(Extracted data entries)
[Start of Attachment]

PR #2980, opened 2023-05-24
bash to uiop syntax for external-editor-program

simendsjo:
`VISUAL` and `EDITOR` might contain parameters, which must be converted to a list of strings for uiop:launch-program to work.

E.g. `"emacsclient --create-frame"` to `'("emacsclient" "--create-frame")`


aadcg:
Thanks @simendsjo.

@Ambrevar @aartaka do you approve?  If we agree on merging it, then it must be part of 4.0.0 as it breaks the 
logic of this slot.

Before we merge, we need to add a commit that to re-write the docstring and another that adds an entry to the changelog. @simendsjo, don't worry, we'll take it from here by ourselves!

simendsjo:
> @simendsjo, don't worry, we'll take it from here by ourselves!

I don't mind getting to know more of the process and do the work required. Doesn't seem like there's any rush as it's delayed until the next major release. I'll look into the docstring and changelog, but you want that as a separate commit rather than together in the same commit?

aadcg:
Thanks @simendsjo. The docstring fix could be squashed onto 55dcdaa3bb61dd07a178ab254acba9a5598b38c6, but a separate commit is required for the changelog. You may need to create a new entry for version 4.0.0.

aartaka:
> @Ambrevar @aartaka do you approve? 

I approve, yes.

> If we agree on merging it, then it must be part of 4.0.0 as it breaks the logic of this slot.

I don't think so. Using a single string with spaces as a value for external editor was quite unreliable anyway, because `uiop:run-program` handles it differently on different implementations and for different inputs. So I believe splitting it is a safe option, and quite a backwards-compatible one (because it was slightly broken previously :P)

aartaka:
The only thing I'm worried about is that splitting by mere spaces is not enough for proper shell invocations, because string literals are not respected. This will get parsed wrong, for instance:
``` sh
commands --arg --string-arg "a string with spaces in it"
```

Something like rudimentary parsing for the value won't hurt, but we can use the same reasoning as above, saying that providing proper input is the user responsibility (no, don't do that) xD

simendsjo:
> The only thing I'm worried about is that splitting by mere spaces is not enough for proper shell invocations, because string literals are not respected. This will get parsed wrong, for instance:

Yes, it isn't a 100% solution. I thought about only splitting on the first space, but uiop fails on something like `'("a" "-b -c")` too unfortunately.

> Something like rudimentary parsing for the value won't hurt, but we can use the same reasoning as above, saying that providing proper input is the user responsibility (no, don't do that) xD

We could avoid splitting inside `'` and `"` and support escaping, but maybe that's a bit overkill? In practice, you probably have an external program defined without strings. But if you do, this solution will make it impossible for you to laurch the program. Maybe we should accept a string and do the stupid str:split, but also accept a list which is sent verbatim to uiop? Then a user have full flexibility, but we also support a standard VISUAL/EDITOR environment variable.

aartaka:
@simendsjo, let's merge your implementation and then I may get to updating it some day (my `emacsclient` invokation is a five-lines long set of eval expressions, so I'll likely do that soon enough xD)

@aadcg, so you take care of this PR cleanup and merge?

simendsjo:
> @simendsjo, let's merge your implementation and then I may get to updating it some day (my emacsclient invokation is a five-lines long set of eval expressions, so I'll likely do that soon enough xD)

Sure it's not better to move it down the stack instead? Ref https://github.com/atlas-engineer/nyxt/pull/2980#issuecomment-1562381454

aartaka:
Sure, thanks!

simendsjo:
> Sure, thanks!

Updated.

aadcg:
To be honest, after the amazing exchange of ideas you had, I'm inclined to say that this would actually be a regression. I'd like to listen to @Ambrevar on this one.

simendsjo:
> Makes sense? @simendsjo @aartaka ?

Sounds good to me :+1: I'll make a new change iff aartaka agrees.

aartaka:
Yes, that should work alright!

simendsjo:
Not sure what your branching and versioning strategy is. Rebased on master, but add a changelog entry like it's 3.0.1.. :shrug: Should I rather just add it as an entry to the 3.X.Y changelog? Guess it's not worth backporting and supporting multiple versions at this point?

source/external-editor.lisp
```diff
@@ -13,12 +13,15 @@ so invoke on a separate thread when possible."
...
     (with-protect ("Failed editing: ~a" :condition)
-      (uiop:run-program (append (uiop:ensure-list (external-editor-program *browser*))
-                                (list (uiop:native-namestring p)))
-                        :ignore-error-status t))
+      (let* ((program (external-editor-program *browser*))
+             (path (uiop:native-namestring p))
+             (command (if (stringp program)
+                          (str:concat program " " path)
+                          (append program (list path)))))
+        (log:debug "External editor `~s` opens `~s` by executing `~s`"
```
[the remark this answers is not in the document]
Ambrevar: Also I suppose that only `command` is relevant now, no need to mention `program` or `path`.

Ambrevar:
This is backward compatible, to it will end on the 3-series branch.  Keep the changelog as it is, it's perfect.

source/external-editor.lisp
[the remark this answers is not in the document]
simendsjo: Fixed the message. Also noticed that the exact same pattern was used when viewing files too, so I extracted a method and fixed that too. Probably not too controversion, so I squashed them together (making review more difficult).

Ambrevar:
Looks good to me!

source/external-editor.lisp
```diff
@@ -3,6 +3,14 @@
 
 (in-package :nyxt)
 
+(defun %run-external-editor-command (path &optional (program (external-editor-program *browser*)))
+  (let* ((native-path (uiop:native-namestring path))
+         (command (if (stringp program)
```
aartaka, line 8: Note that the `stringp` never returns because of:
``` lisp
;; browser.lisp, L291
(defmethod external-editor-program ((browser browser))
  (alex:ensure-list (slot-value browser 'external-editor-program)))
```

Possible fix would be:
- Make a check for spaces in `defmethod external-editor-program` and only return list if there's no spaces (unreliable, but mostly DWIM).
  - Return string if there are spaces (likely a spaced command, so no lists).
- Profit!

source/external-editor.lisp
```diff
@@ -3,6 +3,14 @@
...
+                      (str:concat program " " native-path)
+                      (append program (list native-path)))))
+    (log:debug "External editor opens ~s" command)
```
aartaka, line 11: I'd retain the old
``` lisp
(log:debug "External editor ~s opens ~s" command native-path)
```

aartaka (commented):
I've tested it and it breaks with spaced string values because they get converted into lists unconditionally (see the full recipe below.)

source/external-editor.lisp
simendsjo: Hmm, I've had a too narrow search for usage, and I see there are even more places where this is used. Let me do another pass, extending my search and doing this more thoroughly.

image

simendsjo:
Updated the code to fix the other instances of external-editor-program I found. I wanted to write some tests for my new helper function %append-uiop-command, but I had some problems getting it to work. Running `(asdf:test-system :nyxt)` just returns `t`. Have to admit I don't have the most elegant development environment here yet.

source/external-editor.lisp
aartaka: Ohhhh, right! Forget it then :)

source/external-editor.lisp
aartaka: > The external-editor-program slot is already defined as list or string, and we know that we need to take care to avoid mixing for uiop. So couldn't we just return the value as-is instead? ensure-list at this point will break when it contains spaces, and returning a list will stop us from adding additional parameters without trying to reverse it later.

Yes, removing this custom method soulds like the best solution.

makefile
```diff
@@ -42,8 +42,8 @@ lisp_eval:=$(LISP) $(LISP_FLAGS) \
 	--eval '(asdf:load-asd "$(makefile_dir)/libraries/nasdf/nasdf.asd")' \
 	--eval '(asdf:load-asd "$(makefile_dir)/nyxt.asd")' \
 	--eval '(format t "~&; NASDF ~a: ~a~&" (asdf:component-version (asdf:find-system :nasdf)) (nth-value 2 (asdf:locate-system :nasdf)))' \
-  --eval '(when (find-package :ql) (funcall (read-from-string "ql:quickload") :cffi))' \
```
aartaka, line 45: This doesn't belong to the PR, because it doesn't directly relate to the feature in question. But I guess it's okay to have it 😅

source/external-editor.lisp
```diff
@@ -3,6 +3,34 @@
 
 (in-package :nyxt)
 
+(defun %append-uiop-command (command &rest args)
+  "Appends `ARGS' to an existing UIOP `COMMAND' (for `UIOP:RUN-PROGRAM' or
```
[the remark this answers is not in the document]
aartaka: Adding to that, having a bit more "air" in the docstring would be nice too. Like putting every
- `If COMMAND is a string ...`
- `If COMMAND is a list ...`
on their own fresh line or even paragraph.

And note that we have a clear-cut distinction between markups for:
- Arguments: all caps, no backtick-quote reference: `COMMAND`,
- And external symbols: lowercase (unless the symbol is actually mixed/upper case), and with backtick-quotes: 
```
`uiop:run-program'
```

The rationale behind it is that:
- Symbols beyond the function benefit a lot from backtick-quote (`xref`) syntax, because Emacs/SLY/Nyxt automatically parses these and resolves them to the right function/class/etc., making the documentation interlinkable.
- Function arguments don't need backtick-quote references, because there's nothing to resolve them to. So we jusp put them uppercase, which is a tradition in the community 😉

aartaka (approved):
That's an iteration I really like! Some minor docstring fixes (look through our `docs/README#programming-conventions` and the referenced style guides so that we spend a bit less time on thise), and we're good to go!

source/external-editor.lisp
simendsjo: I didn't remove the method, only the `ensure-list`. Guess both cases is a breaking change. Should I remove it completely and just require people to use `slot-value` instead?

makefile
simendsjo: It was a separate commit, but I moved the commit to its own PR.

source/browser.lisp
```diff
@@ -289,7 +289,7 @@ prevents otherwise.")
   (make-instance 'theme:theme))
 
 (defmethod external-editor-program ((browser browser))
```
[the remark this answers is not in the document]
simendsjo: Nice, I'll push a new change.. Cannot say I like the extremely verbose defclass.

source/external-editor.lisp
simendsjo: Noticed your other comment, so I removed it completely along with :writer t

source/external-editor.lisp
```diff
@@ -3,6 +3,34 @@
...
+`UIOP:LAUNCH-PROGRAM'.) If `COMMAND' is a string, `ARGS' is concatenated to it
+with spaces between the arguments. If `COMMAND' is a list, `ARGS' is appended to
+it. Note: These functions expect either the entire command as a string, or a
```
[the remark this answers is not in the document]
simendsjo: I don't get along very well with the CL type system or its syntax. Tried various things, but I always get errors similar to the one below. How should it look like? It takes `((or string list) &rest list)` as input and returns `(or string list)` as output.

```
; (VALUES &OPTIONAL (OR LIST STRING) &REST T).
; (VALUES &OPTIONAL (OR LIST STRING)).
```

source/external-editor.lisp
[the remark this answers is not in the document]
simendsjo: Thanks, very useful! I couldn't find any CONTRIBUTING file or similar, but this might be common knowledge?

source/external-editor.lisp
```diff
@@ -3,6 +3,40 @@
 
 (in-package :nyxt)
 
+(-> %append-uiop-command ((or string list) &rest string) (values (or list string) &optional))
+(defun %append-uiop-command (command &rest args)
+  "Appends ARGS to an existing uiop COMMAND (for `uiop:run-program' or
```
Ambrevar, line 8: Remove "uiop",

source/external-editor.lisp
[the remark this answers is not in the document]
simendsjo: See the documents folder contains a lot. I'll dig into those: https://github.com/atlas-engineer/nyxt/tree/master/documents

simendsjo:
> That's an iteration I really like! Some minor docstring fixes (look through our `docs/README#programming-conventions` and the referenced style guides so that we spend a bit less time on these), and we're good to go!

I'll look over the documents and make necessary changes. But I need some help on the type declaration for `%append-uiop-command` before it's ready, ref https://github.com/atlas-engineer/nyxt/pull/2980#discussion_r1225497477.

source/external-editor.lisp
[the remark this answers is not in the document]
Ambrevar: This is correct.  You need `(values ... &optional)` because `apply #'str:concat` type cannot be properly inferred (most likely an issue with str:concat).  You could try using `uiop:strcat` instead, not sure that would help.

makefile
aartaka: Thanks!

source/external-editor.lisp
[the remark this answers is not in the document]
aartaka: Or you can just remove the return type or set it to `t` (that's what I myself often do, because SBCL is often _too_ strict about types, so it's simpler to just give up on some functions 😛)

source/external-editor.lisp
simendsjo: I interpreted it as change "uiop COMMAND" to "COMMAND" in the first sentence.

source/external-editor.lisp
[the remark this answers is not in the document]
simendsjo: > This is correct. You need (values ... &optional) because apply #'str:concat type cannot be properly inferred (most likely an issue with str:concat). You could try using uiop:strcat instead, not sure that would help.

The problem is the intersperse, so I'd need a macro to run it without `apply`, or is there another way of writing this?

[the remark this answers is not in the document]
simendsjo: > I even found a more specialized function: (uiop:reduce/strcat `(,command " " ,@(sera:intersperse " " args)))
> 
> Is `append (list ...)` better than `,@` here?

Can avoid this by using `str:unwords` instead: `(uiop:reduce/strcat (list command " " (str:unwords args)))`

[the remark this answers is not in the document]
simendsjo: >> I even found a more specialized function: (uiop:reduce/strcat `(,command " " ,@(sera:intersperse " " args)))
> Right!

Even better, and I'll stop here: `(uiop:reduce/strcat (list command " " (str:unwords args)))`

> (..) because the behavior of literals is unpredictable when modified.

Ouch. I don't understand why this is happening though. Is it because it reuses the cdr of the list as it's a literal? While `list` will always allocate a new list?

> While for apply the number of arguments is unknown, because the last argument is a list.
> (..) And every element of that list needs to be allocated on the stack. (..)

I see. I'll favor folding when possible.

> Looked it up in the spec (for function type) and has gotten extremely suprised:

For me, either made just as much sense as the other :)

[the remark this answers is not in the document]
aartaka: > Ouch. I don't understand why this is happening though. Is it because it reuses the cdr of the list as it's a literal? While `list` will always allocate a new list?

Yes `list` always allocates a new unique (per `eq`) list. While [most of the literals in CL have undefined behavior when modified, including the list ones](https://cl-community-spec.github.io/pages/Modification-of-Literal-Objects.html). Which is an unfortunate side of the standard 😅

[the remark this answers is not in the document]
aartaka: > > Looked it up in the spec (for function type) and has gotten extremely suprised:
> 
> For me, either made just as much sense as the other :)

Well, it kinda makes sense, because it's hard to have typed lists (see our `list-of` type—it's a hack). While typing the `&rest` as the type of its arguments allows to have type-checking for every arg, which is a huge win 😃

source/external-editor.lisp
aartaka: Ah, right, sorry 😅

simendsjo:
Thanks for the great input so far. I believe it's necessary for a new full review as there has been a lot of changes and some back and forth. I haven't read all the style guides yet, but I don't believe it can be too bad.

Note that I signal errors in the append function to avoid getting into a situation where the first argument is treated as the command.

And we have two changes here; the bugfix to support spaces in command strings, and the breaking change where the method which fetches the slot value no longer listifies the value.

Sorry for taking up so much of your time on this little change.

source/external-editor.lisp
```diff
@@ -3,6 +3,44 @@
...
+
+(export-always '%run-external-editor)
+(defun %run-external-editor (path &optional (program (external-editor-program *browser*)))
+  "Calls `uiop:run-program' with PATH as an extra parameter to PROGRAM.
+PROGRAM defaults to `external-editor-program'"
+  (let ((command (%append-uiop-command program (uiop:native-namestring path))))
+    (log:debug "External editor opens ~s" command)
+    (uiop:run-program command :ignore-error-status t)))
+
+(export-always '%launch-external-editor)
```
Ambrevar, line 36: Same about `%`.

source/external-editor.lisp
```diff
@@ -3,6 +3,44 @@
...
+  ;; subsequent elements. Mixing them signals an error. This is the reason for
+  ;; this custom append function.
+  (cond
+    ((null command) (error "Unable to append arguments to a null command."))
+    ((str:emptyp command) (error "Unable to append arguments to an empty command."))
+    ((null args) command)
+    ((stringp command) (uiop:reduce/strcat (list command " " (str:unwords args))))
+    ((consp command) (append command args))))
+
+(export-always '%run-external-editor)
```
Ambrevar, line 28: Prefixing with % (which is not idiomatic in Nyxt) contradicts the export.

Remove the prefix?

source/external-editor.lisp
```diff
@@ -3,6 +3,44 @@
...
+(defun %run-external-editor (path &optional (program (external-editor-program *browser*)))
+  "Calls `uiop:run-program' with PATH as an extra parameter to PROGRAM.
+PROGRAM defaults to `external-editor-program'"
+  (let ((command (%append-uiop-command program (uiop:native-namestring path))))
+    (log:debug "External editor opens ~s" command)
+    (uiop:run-program command :ignore-error-status t)))
```
Ambrevar, line 34: Shall we really ignore the status?  What happens on error?

simendsjo: I have no idea. The existing calls did this, so I just kept it. I hate swallowing errors though, so it looks scary.

source/external-editor.lisp
```diff
@@ -3,6 +3,44 @@
 
 (in-package :nyxt)
 
+(-> %append-uiop-command ((or string (list-of string)) &rest string) (values (or string (list-of string)) &optional))
+(defun %append-uiop-command (command &rest args)
+  "Appends ARGS to an existing COMMAND (for `uiop:run-program' or
+`uiop:launch-program').
```
aartaka, line 9: First line of docstring should be a complete sentence and vice versa—first sentence of the docstring should be the first line of it 😉

aartaka (approved):
Thanks for getting through all of this together with us @simendsjo! I envy your persistence ❤️

This is ready for merging, I believe. Just:
- Fix the small docstring thing in my comments below.
- Rebase over master.
- And we'll happily merge it 😃

source/external-editor.lisp
simendsjo: Ok, I'll remove this in it's own commit and use your comment as a basis for the commit message.

source/external-editor.lisp
simendsjo: Not sure what you mean. Should I avoid the line wrapping? Or rephrase it to avoid the parenthesis?

simendsjo:
> Thanks for getting through all of this together with us @simendsjo! I envy your persistence :heart: 

I like the thorough review and focus on quality! I'm not in a hurry, and I'm learning a lot, so I don't mind.

Ambrevar:
Almost there! :)
Please squash "PR FIX: Don't prefix exported functions with %" into the previous commit :)

simendsjo:
> Almost there! :)
> Please squash "PR FIX: Don't prefix exported functions with %" into the previous commit :)

Still missing the docstring fix as I'm not sure how @aartaka means it should be fixed.

source/external-editor.lisp
aartaka: I mean this:
``` lisp
(defun %append-uiop-command (command &rest args)
  ;; Notice the sentence up until the full stop being all on first line
  "Appends ARGS to an existing COMMAND (for `uiop:run-program' or `uiop:launch-program').

..."
  #|...|#)
```

simendsjo: >   ;; Notice the sentence up until the full stop being all on first line

I see. My editor wraps lines automatically, so it's difficult to maintain too long lines.
But I'm fixing manually.

simendsjo:
> This is ready for merging, I believe. Just:
> 
>     * Fix the small docstring thing in my comments below.
> 
>     * Rebase over master.
> 
>     * And we'll happily merge it smiley

Done

aartaka:
Merged as 7a7d1f292368f14dbca487895bb831b0e20453a3! Thanks a lot @simendsjo!

simendsjo:
> These changes seems to not break the API, so can we ship them in last release in the 3-series? Thanks.

Guess it depends a bit on the definition of bugfix :)

The slot accessor `external-editor-program` would always return a list. When the slot was just a single string without any spaces, e.g. "emacs", everything would work as expected, but the accessor returned `'("emacs")`. After this change, the same value would return `"emacs"`.

It also returned a list when the value contained spaces, but then it would break when trying to launch the program, so I see that difference in behavior as part of the bugfix.

> Small detail: changelog commits should be separate.

Ok, I'll do that next time.

aartaka:
> The slot accessor `external-editor-program` would always return a list. When the slot was just a single string without any spaces, e.g. "emacs", everything would work as expected, but the accessor returned `'("emacs")`. After this change, the same value would return `"emacs"`.

I guess that it's a minor breakage, because we mostly used `external-editor-program` (pun intended) internally 😜

simendsjo:
Sorry, but I fail to see the bug or how the change actually has any effect at all. You're just moving the consp check further up? But it shouldn't interfere with the string checks?

The following test shows that the old and new implementation gives the same result, so maybe I'm missing something?

```lisp
(defun %append-uiop-command-old (command &rest args)
  (cond
    ((null command) (error "Unable to append arguments to a null command."))
    ((str:emptyp command) (error "Unable to append arguments to an empty command."))
    ((null args) command)
    ((stringp command) (uiop:reduce/strcat (list command " " (str:unwords args))))
    ((consp command) (append command args))))

(defun %append-uiop-command-new (command &rest args)
  (cond
    ((null command) (error "Unable to append arguments to a null command."))
    ((consp command) (append command args))
    ((str:emptyp command) (error "Unable to append arguments to an empty command."))
    ((null args) command)
    ((stringp command) (uiop:reduce/strcat (list command " " (str:unwords args))))))

(%append-uiop-command-old "emacsclient" "-c") ;; => "emacsclient -c"
(%append-uiop-command-old "emacsclient -c") ;; => "emacsclient -c"

(%append-uiop-command-new "emacsclient" "-c") ;; => "emacsclient -c"
(%append-uiop-command-new "emacsclient -c") ;; => "emacsclient -c"
```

[End of Attachment]

▸ **TASK DESCRIPTION**
The lines needed are the ones from the first line of the entries through the line that contains "uiop:launch-program to work.", given again without any change.

▸ **RESPONSE TO THE TASK**
PR #2980, opened 2023-05-24
bash to uiop syntax for external-editor-program

simendsjo:
`VISUAL` and `EDITOR` might contain parameters, which must be converted to a list of strings for uiop:launch-program to work.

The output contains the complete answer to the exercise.